Saved entries:
PR #1808, opened 2018-10-17
Mobile filter

dirkhh:

- [ ] Bug fix
- [ ] Functional change
- [x] New feature
- [ ] Code cleanup
- [ ] Build system change
- [ ] Documentation change
- [ ] Language translation

This is mainly code originally done by @janmulder  and then massaged into place by me.
It adds filtering to the mobile UI.
So far only tested on mobile-on-desktop. I'll look at it on device between dives later, but I wanted to get it out for the Europeans to play with.

### Changes made:

1) add a UI action to toggle the filter (this is all Jan's work)
2) add a backend to apply the filtering (mostly Jan's)
3) changed that backend to do full text search instead of just dive sites
4) added a count of filtered dives to the header (and made it an overlay)

### Additional information:

The count on top should be correct, but the count that is part of the trip headers is wrong - it shows the count of all dives (filtered or not) in the trip. That's a bit confusing and needs to be fixed.

### Release note:

TODO

### Documentation change:

TODO

### Mentions:

@janmulder @jbygdell and anyone else who plays with the mobile UI
Which soon will be @mturkia :-)

### DIFF
--- a/mobile-widgets/qml/DiveList.qml
+++ b/mobile-widgets/qml/DiveList.qml
@@ -20,6 +20,8 @@ Kirigami.ScrollablePage {
 	property int horizontalPadding: Kirigami.Units.gridUnit / 2 - Kirigami.Units.smallSpacing  + 1
 	property string activeTrip
 	property bool showBusy: false
+	property QtObject diveListModel: diveModel
+	property string numShownText
 
 	supportsRefreshing: true
 	onRefreshingChanged: {
@@ -409,7 +411,6 @@ Kirigami.ScrollablePage {
 				anchors.right: parent.right
 				anchors.leftMargin: Kirigami.Units.gridUnit / 2
 				anchors.rightMargin: Kirigami.Units.gridUnit / 2
-				onVisibleChanged: numShown.text = diveModel.shown()
 				Controls.TextField  {
 					id: sitefilter
 					z: 10
@@ -424,7 +425,6 @@ Kirigami.ScrollablePage {
 						diveModel.setFilter(text)
 						console.log("back from setFilter")
 						showBusy = false
-						numShown.text = diveModel.shown()
 					}
 					onEnabledChanged: {
 						// reset the filter when it gets toggled
@@ -438,10 +438,7 @@ Kirigami.ScrollablePage {
 					id: numShown
 					z: 10
 					verticalAlignment: Text.AlignVCenter
-					// when this is first rendered, the model is still empty, so
-					// instead of having a misleading 0 here, just don't show a count
-					// it gets set whenever visibility or the search text changes
-					text: ""
+					text: numShownText
 				}
 			}
 		}
@@ -452,7 +449,7 @@ Kirigami.ScrollablePage {
 		anchors.fill: parent
 		opacity: 1.0 - startPage.opacity
 		visible: opacity > 0
-		model: diveModel
+		model: page.diveListModel
 		currentIndex: -1
 		delegate: diveDelegate
 		header: filterHeader
--- a/mobile-widgets/qml/DiveList.qml
+++ b/mobile-widgets/qml/DiveList.qml
@@ -362,7 +362,7 @@ Kirigami.ScrollablePage {
 		anchors.fill: parent
 		horizontalAlignment: Text.AlignHCenter
 		verticalAlignment: Text.AlignVCenter
-		text: qsTr("No dives in dive list")
+		text: diveListModel ? qsTr("No dives in dive list") : qsTr("Please wait, filtering dive list")
 		visible: diveListView.visible && diveListView.count === 0
 	}
 	Component {
--- a/mobile-widgets/qml/DiveList.qml
+++ b/mobile-widgets/qml/DiveList.qml
@@ -415,6 +415,10 @@ Kirigami.ScrollablePage {
 					diveModel.setFilter(text)
 					numShown.text = diveModel.shown()
 				}
+				onVisibleChanged: {
+					// reset the filter when it gets toggled
+					text = ""
+				}
 			}
 			Controls.Label {
 				id: numShown
--- a/mobile-widgets/qml/DiveList.qml
+++ b/mobile-widgets/qml/DiveList.qml
@@ -19,7 +19,6 @@ Kirigami.ScrollablePage {
 	property color secondaryTextColor: subsurfaceTheme.secondaryTextColor
 	property int horizontalPadding: Kirigami.Units.gridUnit / 2 - Kirigami.Units.smallSpacing  + 1
 	property string activeTrip
-	property bool showBusy: false
 	property QtObject diveListModel: diveModel
 	property string numShownText
 
@@ -327,13 +326,6 @@ Kirigami.ScrollablePage {
 		}
 	}
 
-	Controls.BusyIndicator {
-		running: showBusy
-		z: 10
-		anchors.fill: parent
-		anchors.margins: Kirigami.Units.gridUnit
-	}
-
 	StartPage {
 		id: startPage
 		anchors.fill: parent
@@ -419,12 +411,9 @@ Kirigami.ScrollablePage {
 					text: ""
 					placeholderText: "Full text search"
 					onAccepted: {
-						showBusy = true
-						console.log("show busy")
 						rootItem.filterPattern = text
 						diveModel.setFilter(text)
 						console.log("back from setFilter")
-						showBusy = false
 					}
 					onEnabledChanged: {
 						// reset the filter when it gets toggled
--- a/mobile-widgets/qml/DiveList.qml
+++ b/mobile-widgets/qml/DiveList.qml
@@ -363,14 +363,58 @@ Kirigami.ScrollablePage {
 		text: qsTr("No dives in dive list")
 		visible: diveListView.visible && diveListView.count === 0
 	}
-
 	Component {
 		id: filterHeader
 		RowLayout {
+			id: filterBar
+			states: [
+				State {
+					name: "isVisible"
+					when: rootItem.filterToggle
+					PropertyChanges { target: filterBar; visible: true; height: sitefilter.implicitHeight }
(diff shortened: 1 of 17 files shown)


janmulder (commented):
1) I think we need an apply button in the search bar. I do not like the behavior when typing letters, sometimes the focus gets lost, and we might be spending to much CPU time resetting that search string for every letter typed. So the user-experience will be of a sluggish UI.

2) I would like a search panel that animates from the top down, and pushes the dive list down. This is pure UI thing.

3) I'm not sure I like the full text search case insensitive. For example. Search for buddy Rick, also results in the dives with buddy Patrick.

dirkhh:
1. as I said, only tested on laptop where performance and focus weren't an issue. Adding an apply button would be very easy
2. also doable, simply requires a transition for the visual effect; what's harder is to have it push the list down and not cover the first dive
3. this turns into a user preference / number of options thing; I personally would want the search to be case insensitive. If I search for "frog fish" I don't care if it's at the beginning of a sentence or not. I also know that people will start arguing about searching the beginning of certain text strings only (we had that argument about location names before). Etc. I'm happy to entertain certain options here, but it has to stay reasonable. Especially if we add an 'apply' button we will already start getting tight on space - and the last thing I want to do is turn this into two lines.

mturkia:
Isn't the full text missing notes?

janmulder:
1) I have focus issues on desktop as well. Not tried it on device yet.
2) Like I said: pure UI, not the most important thing at this point.
3) Agree. Not a multi line thing.

new point 4) set filter on. Search, select a dive far away (old), set filter off. As the dive is far out of the view presented, it starts scrolling. Which takes forever on a big logbook.

new point 5) see 4), but now we arrived at the chosen dive. The trip where that dive is in is collapsed, so you do not see the dive you have selected before. Very confusing.

janmulder:
@mturkia: currently it does not look in notes. Not sure this is by design or just forgotten.

bstoeger:
Not directly related to this PR - but can someone explain why we need a separate list-model for mobile?

dirkhh:
- clear button - let's reset the filter when toggling and see how that works.
- focus issues - I may need help with that, let's see
- I'm sure how you get 52 results for "tes" on mobile but not in Subsurface - but I have a suspicion. I'll play with that.
Thanks to both of you for the testing. Really appreciated

dirkhh:
As always with QML, things that should be easy take an inordinately long time while you try to figure out why it doesn't do what you want it to do.
Here's what I have implemented so far:
- filter animation: this should work as it exactly matches other animations we use, but at least when run on the desktop it doesn't look the way I expected it to look. It also still doesn't push down the list (so it covers the first item)... now that I write this I have a brilliant idea... why is this a Header and not a Footer... maybe that would look better as well. Oh, wait, but that then collides with the action button, doesn't it? darn.
- filter clears when toggled
- filtering only starts when you hit enter
- I added notes to the full text search and also added a separator between the concatenated strings. My suspicion is that when @jbygdell got weird match counts it was matching the end of one string plus the beginning of the next string. E.g., do you have buddies with last letter 't' and dive masters starting with 'es' (or 'te' and 's')?

As usual, I'd love to get this in more people's hands earlier, so let's please focus on what has to be fixed before this can go into master / create beta test binaries... (but let's still keep track of everything else that needs to be addressed... especially the scrolling issue worries me)

dirkhh:
@bstoeger 
> Not directly related to this PR - but can someone explain why we need a separate list-model for mobile?

I'm guessing this was because of the complexity of the list/tree model we use on the desktop

jbygdell (commented):
This fixed the faulty search result.

jbygdell:
I spent some time last night trying to fix the focus issues, one is still not fixed.
This is the behavior I'm seeing on my Android device:
When the filter view becomes visible, it is not active and the keyboard is not visible.
So now I have to tap in the text input for this to happen.

dirkhh:
With the latest push I have the keyboard opening reliably, but sometimes (on Android) the text input field isn't shown until I scroll "up" a tiny bit in the dive list (i.e., drag my finger down to show newer dives). And there is an ugly UI glitch where it stays frozen for a bit with the keyboard removed but the dive list not repainted while it waits to match the right dives.
It should be easy to have it show "something else" there, but as usual with QML, my first couple of attempts didn't work :-)

dirkhh:
OK, lots of updates. This might be ready to be merged. It's far from perfect, but I think it's viable.
Known issues:
- on Android I usually need to pull down the dive list a tiny bit before the input field for the filter (the ListView header) is shown. No idea why - I tried MANY things to fix that, no luck).
- the trip headers still show the unfiltered number of dives - I think it may be better with the filtered number, but that's sadly compute intensive to implement.
- sometimes on Android I don't get the virtual keyboard. I tried to hack around that, but it's still not 100%

Please test and comment!

mobile-widgets/qml/DiveList.qml
```diff
@@ -421,6 +421,16 @@ Kirigami.ScrollablePage {
 							forceActiveFocus()
 						}
 					}
+					onFocusChanged: {
```
jbygdell: This block gives another issue, the keyboard is not hidden when pressing to hide the filter view.
Removing the onFocusChanged block solves this issue for me.

dirkhh: That's wild since I actually ask to hide it RIGHT THERE.
But without this block I could easily reproduce a situation where I had no keyboard and tapping on the input field didn't get me a keyboard, either. So I'm not sure what to do here... maybe don't try to explicitly hide it?

dirkhh: Yeah, that's what bugs me the most. How can we write an app that works for all (or at least most) of our users???
Not sure what to do here - is there another way to ensure that the keyboard is shown when the TextField is entered?

jbygdell: Activating the textfield by tapping on it will always bring up the keyboard in my tests. And the forceActiveFocus fixes the issue with displaying the keyboard when opening the filter view.

dirkhh:
OK, now performance is MUCH better. That's more like it.
All we have to figure out is that pesky keyboard / focus issue. I dropped the onFocusChanged commit.

dirkhh:
I think this is ready to move to master. @jbygdell @bstoeger @janmulder any concerns?

mobile-widgets/qmlmanager.cpp
```diff
@@ -1847,6 +1849,17 @@ void QMLManager::showDownloadPage(QString deviceString)
 	emit pluggedInDeviceNameChanged();
 }
 
+void QMLManager::setFilter(const QString filterText)
+{
+	// show that we are doing something, then do something in another thread in order not to block the UI
+	QMetaObject::invokeMethod(qmlWindow, "showBusy");
+	QFuture<void> future = QtConcurrent::run(QThreadPool::globalInstance(),
```
bstoeger, line 1856: `future` is never used - am I missing something?

qt-models/divelistmodel.h
```diff
@@ -12,11 +12,21 @@ class DiveListSortModel : public QSortFilterProxyModel
...
 public slots:
 	int getDiveId(int idx);
 	int getIdxForId(int id);
+	void setFilter(QString f);
+	void resetFilter();
+	int shown();
+protected:
+	bool filterAcceptsRow(int source_row, const QModelIndex &source_parent) const;
+private:
+	std::vector<bool> filteredRows;
```
bstoeger, line 27: Not important, but note that `std::vector<bool>` has a design mistake which turns it into a bitfield (!). Thus, it tends to be much less efficient than one might expect.

bstoeger:
At a quick glance it looks reasonable, but I'm no well-versed enough in QML to form a proper opinion.

qt-models/divelistmodel.h
dirkhh: Oh, so I should make this a std::vector<char> or something like that?

mobile-widgets/qmlmanager.cpp
dirkhh: Good catch. I thought I'd use a FutureWatcher to know when this is done - but then ended up simply doing the call to hide in the lambda

(BTW: I can't believe that no one has called me out of using a lambda in my implementation - I was certain that I'd get some serious ribbing over this one...)

qt-models/divelistmodel.h
dirkhh: The reason I'm asking, in case that's not obvious... the main reason to "roll my own" implementation of the filter was performance, so I really wouldn't want to to then use a poor implementation of a vector and lose some of the advantage I'm trying to get...

bstoeger: > Oh, so I should make this a std::vector or something like that?

Out of principle, probably yes. Realistically, the microsecond more-or-less will not be perceivable.

dirkhh:
@janmulder thanks for the review and encouragement

at 1 & 2) you don't think it's ADORABLE? Ok, maybe not. Yeah, that thing is obviously entirely unstyled and there is a ton of room for improvement. No argument.
at 3) that's odd - it should have height zero when not in use. There was some visual oddity when I made it invisible early in my tests, but again, easy enough to play with some more.
at 4) yes. I actually looked into fixing that and that gave me the idea for the much faster filter... and then I forgot to fix those numbers.
at 4) (you had two 4s) I hadn't noticed that it wasn't reset - should also be easy to fix. I'd love to hear other design ideas how that result should be presented (but I think it's an important one because that way you can easily answer questions like "how many dives did I do in my dry suit")

dirkhh:
manually merged. I couldn't figure out how to change the color of the busy indicator without completely rolling my own. What the heck? But at least I made it smaller.
And I fixed the bug with the count of found elements not being reset.
So (1) and the the first half of the second (4) above are addressed. The rest still need to be done. But I merged it into master for now. I'll be spending most of tomorrow on airplanes, so feel free to play with this.

PR #1810, opened 2018-10-19
Dive site: select dive site when entering edit mode

### LINKED ISSUE #1809: Add/Edit location problem
### Describe the issue:

- [x] Bug
- [ ] Change request
- [ ] New feature request
- [ ] Discussion request

### Issue long description:
Issue for @bstoeger. Use my simple 1 dive/2DC logbook example. Select the globe to edit the location. The map window says: drag the selected dive location. But the flag is not selected so you cannot drag. Problem introduced in commit 0aef04352.

### Operating system:
Linux (but not OS dependent)

### Subsurface version:
introduced by commit 0aef04352

### Steps to reproduce:
See above

### Current behavior:
See above

### Expected behavior:
As before this commit. The flag shall be selected to it can be moved.

### Additional information:
maybe some relation to #1804, but as that one a a very non-specific issue, that raises more questions, I decided to make this specific new issue.

### Mentions:
@bstoeger

bstoeger:
Commit 0aef04352a3210a6024f860758af466ea774dd5e made it impossible
to move new dive sites on the map. When entering dive-site-edit mode,
the filter would be instructed to show only dives of the corresponding
dive site [which didn't yet exist] and therefore all dive sites
on the map were deselected.

Fix this by explicitly centering on the dive site to be edited in
MapWidgetHelper::enterEditMode().

Fixes #1809

- [x] Bug fix
- [ ] Functional change
- [ ] New feature
- [ ] Code cleanup
- [ ] Build system change
- [ ] Documentation change
- [ ] Language translation

Fixes a bug which made it impossible to move the dive site on the map. See commit message.

This one-liner seems obviously correct, but I wonder if the whole thing needs a bit of a refactoring. Notably, I'm not sure if it is a good idea that all other dive sites are hidden. Since usually I don't have precise GPS coordinates, I'd like to get the dive sites right at least in a relative manner (DS 1 was slightly to the east of DS2, etc.).

### Changes made:

1) Center on dive site when going into edit mode.
### Related issues:

Fixes #1809.

### Release note:

Not needed - bug introduced during release cycle(?).
### Documentation change:

No.
### Mentions:

@janmulder reported the problem.

### DIFF
--- a/map-widget/qmlmapwidgethelper.cpp
+++ b/map-widget/qmlmapwidgethelper.cpp
@@ -302,6 +302,7 @@ void MapWidgetHelper::enterEditMode(quint32 uuid)
 	} else {
 		coord = exists->coordinate();
 	}
+	centerOnDiveSiteUUID(uuid);
 	emit coordinatesChanged(degrees_t { (int)lrint(coord.latitude() * 1000000.0) },
 				degrees_t { (int)lrint(coord.longitude() * 1000000.0) });
 	emit editModeChanged();


janmulder:
ACK for this one-liner.

About showing all sites when editing. Yes, that seems more logical to me. I would also help in the scenario that you are about to add a double site because you did not realize you had that site already on an earlier dive.

dirkhh:
I agree with both of you - showing all dive sites around the proposed (?) GPS location seems like the right thing to do. I think I'll merge this one as it fixes a bug, but the suggestion for future work includes showing all of them :-)

PR #1812, opened 2018-10-20
Add 'location_t' data structure

torvalds:
Instead of having people treat latitude and longitude as separate
things, just add a 'location_t' data structure that contains both.

Almost all cases want to always act on them together.

This is really just prep-work for adding a few more locations that we
track: I want to add a entry/exit location to each dive (independent of
the dive site) because of how the Garmin Descent gives us the
information (and hopefully, some day, other dive computers too).

- [ ] Bug fix
- [ ] Functional change
- [ ] New feature
- [ ] Code cleanup
- [ ] Build system change
- [ ] Documentation change
- [ ] Language translation

### DIFF
--- a/qt-models/divelocationmodel.cpp
+++ b/qt-models/divelocationmodel.cpp
@@ -43,8 +43,8 @@ QVariant LocationInformationModel::getDiveSiteData(const struct dive_site *ds, i
 		switch(column) {
 		case UUID: return ds->uuid;
 		case NAME: return ds->name;
-		case LATITUDE: return ds->latitude.udeg;
-		case LONGITUDE: return ds->longitude.udeg;
+		case LATITUDE: return ds->location.lat.udeg;
+		case LONGITUDE: return ds->location.lon.udeg;
 		case COORDS: return "TODO";
 		case DESCRIPTION: return ds->description;
 		case NOTES: return ds->name;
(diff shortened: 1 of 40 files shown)


dirkhh (approved):
Nice. Makes things more readable.

neolit123:
:+1: 
seems like the smtk-import tool needs an update too:
https://api.travis-ci.org/v3/job/444161031/log.txt
(errors near the bottom of the log)

neolit123 (approved):

qt-models/divelocationmodel.cpp
```diff
@@ -123,28 +123,25 @@ bool GPSLocationInformationModel::filterAcceptsRow(int sourceRow, const QModelIn
...
+	location = locationIn;
 	invalidate();
 }
 
-void GPSLocationInformationModel::setCoordinates(degrees_t latitudeIn, degrees_t longitudeIn)
+void GPSLocationInformationModel::setCoordinates(const location_t &locationIn)
 {
-	latitude = latitudeIn;
-	longitude = longitudeIn;
+	location = locationIn;
```
bstoeger: `location = location` is a noop.

bstoeger (approved):
lgtm - excuse my erroneous comment.

Intuitively I would pass by value instead of const reference, since both fit into a 64-bit register. But that's an irrelevant detail.

torvalds:
Yeah, I'll fix that nasty smartrak thing, and also add a helper to create locations from floating point latitude/longitude, since there are a number of places that do that (I created one for the special case of the qmlmapdigethelper, but I'll do the general case).

torvalds:
Ok, pushed updated branch. Further slight cleanups, and the smartrak thing hopefully is right now too.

» **What the task requires**: Only the lines from the first line of the records through the one containing "2) add a backend" should be reproduced, exactly, with both of them included.

» **Exercise solution**:
PR #1808, opened 2018-10-17
Mobile filter

dirkhh:

- [ ] Bug fix
- [ ] Functional change
- [x] New feature
- [ ] Code cleanup
- [ ] Build system change
- [ ] Documentation change
- [ ] Language translation

This is mainly code originally done by @janmulder  and then massaged into place by me.
It adds filtering to the mobile UI.
So far only tested on mobile-on-desktop. I'll look at it on device between dives later, but I wanted to get it out for the Europeans to play with.

### Changes made:

1) add a UI action to toggle the filter (this is all Jan's work)
2) add a backend to apply the filtering (mostly Jan's)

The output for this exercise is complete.